* AIM OF THE EXERCISE:
The reply must reproduce each line below exactly.

* Source data:

PR #79, opened 2019-11-20
Complete Catalog Fields

awead:
Adds the rest of the fields to the CatalogController and refactors our metadata factories.


awead:
@rschenk one of the reasons is so we can create a different batch of fields and update an existing record with them. See https://github.com/psu-stewardship/scholarsphere-4/blob/catalog-fields/spec/features/edit_multiple_fields_spec.rb#L8-L9 I need to have an object with the metadata. But, I see your point. Is there a way to put the methods that generate the random metadata in the factory so that we can call them directly, and get just the metadata back, without having to build a whole new object?

rschenk:
@awead FactoryBot has a method for such a purpose: `attributes_for`

PR #84, opened 2019-11-21
Audit works

rschenk:
Shows a timeline of the edits to a particular Work. 

So far we only deal with WorkVersion's metadata. Edits to files are forthcoming and not in this PR.

Implements a large chunk of #7


app/controllers/dashboard/work_histories_controller.rb
```diff
@@ -0,0 +1,11 @@
+# frozen_string_literal: true
+
+module Dashboard
+  class WorkHistoriesController < BaseController
+    def show
+      @work = current_user.works.find(params[:work_id])
+      @work_history = WorkHistoryPresenter.new(@work)
+      @latest_work_version = WorkVersionDecorator.new(@work.latest_version)
```
awead: @rschenk I don't know if this matters, but `@work` doesn't seem to be used in the views anywhere. I'm also wondering if the WorkHistoryPresenter might have a `latest` method that produces the `@latest_work_version`. That would cut down the number of instance variables the controller is having to set.

app/presenters/work_history_presenter.rb
```diff
@@ -0,0 +1,68 @@
...
+    def find_user(user_id)
+      User.find(user_id)
+    rescue ActiveRecord::RecordNotFound
+      null_user
+    end
+
+    # Null Object Pattern here used to prevent "undefined method x for nil" in
+    # the view
+    def null_user
+      User.new
```
awead: @rschenk This is a purely academic remark: what about a user class that cannot be saved, such as a "readonly" instance of user to guard against the really-never-gonna-happen-so-why-even-bother case where somehow `null_user` tries to get saved.

app/presenters/work_history_presenter.rb
```diff
@@ -0,0 +1,68 @@
...
+    end
+
+    attr_reader :user_lookup_cache
```
awead: @rschenk I'm not used to seeing private attr_readers. Any reason why it's at the very bottom? I wonder if it's more legible to put it right after `private`.

app/presenters/work_version_change_presenter.rb
```diff
@@ -0,0 +1,74 @@
...
+    paper_trail_version.event == 'create'
+  end
+
+  def update?
+    paper_trail_version.event == 'update' && !publish?
+  end
+
+  def publish?
+    paper_trail_version.event == 'update' &&
+      paper_trail_version.object_changes.fetch('aasm_state', []).last.to_s == WorkVersion::STATE_PUBLISHED.to_s
```
awead: @rschenk I wonder if the `to_s`s are really necessary here.

app/services/work_version_change_diff.rb
```diff
@@ -0,0 +1,31 @@
...
+# change in a PaperTrail::Version object. Passing that PaperTrail::Version to
+# this class will return the differences in metadata of that change.
+#
+# PaperTrail _does_ have the ability to perform its own diffs of changes, and
+# therefore one might think that this class should be unecessary. Unfortunately
+# that feature of Papertrail is thwarted by our use of a jsonb column to store
+# the metadata.
+#
+# @example Given a PaperTrail::Version of a WorkVersion where title was updated:
+#   >  MetadataDiff(paper_trail_version)
```
awead: @rschenk don't you mean WorkVersionChangeDiff ?

app/controllers/dashboard/work_histories_controller.rb
rschenk: Good thinking on all points!

app/presenters/work_history_presenter.rb
rschenk: You're right it should be at the top, right underneath `private`, I made a goof

app/presenters/work_version_change_presenter.rb
rschenk: `"yeah probably not".to_s`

* EXERCISE SOLUTION:
PR #79, opened 2019-11-20
Complete Catalog Fields

awead:
Adds the rest of the fields to the CatalogController and refactors our metadata factories.


awead:
@rschenk one of the reasons is so we can create a different batch of fields and update an existing record with them. See https://github.com/psu-stewardship/scholarsphere-4/blob/catalog-fields/spec/features/edit_multiple_fields_spec.rb#L8-L9 I need to have an object with the metadata. But, I see your point. Is there a way to put the methods that generate the random metadata in the factory so that we can call them directly, and get just the metadata back, without having to build a whole new object?

rschenk:
@awead FactoryBot has a method for such a purpose: `attributes_for`

PR #84, opened 2019-11-21
Audit works

rschenk:
Shows a timeline of the edits to a particular Work. 

So far we only deal with WorkVersion's metadata. Edits to files are forthcoming and not in this PR.

Implements a large chunk of #7


app/controllers/dashboard/work_histories_controller.rb
```diff
@@ -0,0 +1,11 @@
+# frozen_string_literal: true
+
+module Dashboard
+  class WorkHistoriesController < BaseController
+    def show
+      @work = current_user.works.find(params[:work_id])
+      @work_history = WorkHistoryPresenter.new(@work)
+      @latest_work_version = WorkVersionDecorator.new(@work.latest_version)
```
awead: @rschenk I don't know if this matters, but `@work` doesn't seem to be used in the views anywhere. I'm also wondering if the WorkHistoryPresenter might have a `latest` method that produces the `@latest_work_version`. That would cut down the number of instance variables the controller is having to set.

app/presenters/work_history_presenter.rb
```diff
@@ -0,0 +1,68 @@
...
+    def find_user(user_id)
+      User.find(user_id)
+    rescue ActiveRecord::RecordNotFound
+      null_user
+    end
+
+    # Null Object Pattern here used to prevent "undefined method x for nil" in
+    # the view
+    def null_user
+      User.new
```
awead: @rschenk This is a purely academic remark: what about a user class that cannot be saved, such as a "readonly" instance of user to guard against the really-never-gonna-happen-so-why-even-bother case where somehow `null_user` tries to get saved.

app/presenters/work_history_presenter.rb
```diff
@@ -0,0 +1,68 @@
...
+    end
+
+    attr_reader :user_lookup_cache
```
awead: @rschenk I'm not used to seeing private attr_readers. Any reason why it's at the very bottom? I wonder if it's more legible to put it right after `private`.

app/presenters/work_version_change_presenter.rb
```diff
@@ -0,0 +1,74 @@
...
+    paper_trail_version.event == 'create'
+  end
+
+  def update?
+    paper_trail_version.event == 'update' && !publish?
+  end
+
+  def publish?
+    paper_trail_version.event == 'update' &&
+      paper_trail_version.object_changes.fetch('aasm_state', []).last.to_s == WorkVersion::STATE_PUBLISHED.to_s
```
awead: @rschenk I wonder if the `to_s`s are really necessary here.

app/services/work_version_change_diff.rb
```diff
@@ -0,0 +1,31 @@
...
+# change in a PaperTrail::Version object. Passing that PaperTrail::Version to
+# this class will return the differences in metadata of that change.
+#
+# PaperTrail _does_ have the ability to perform its own diffs of changes, and
+# therefore one might think that this class should be unecessary. Unfortunately
+# that feature of Papertrail is thwarted by our use of a jsonb column to store
+# the metadata.
+#
+# @example Given a PaperTrail::Version of a WorkVersion where title was updated:
+#   >  MetadataDiff(paper_trail_version)
```
awead: @rschenk don't you mean WorkVersionChangeDiff ?

app/controllers/dashboard/work_histories_controller.rb
rschenk: Good thinking on all points!

app/presenters/work_history_presenter.rb
rschenk: You're right it should be at the top, right underneath `private`, I made a goof

app/presenters/work_version_change_presenter.rb
rschenk: `"yeah probably not".to_s`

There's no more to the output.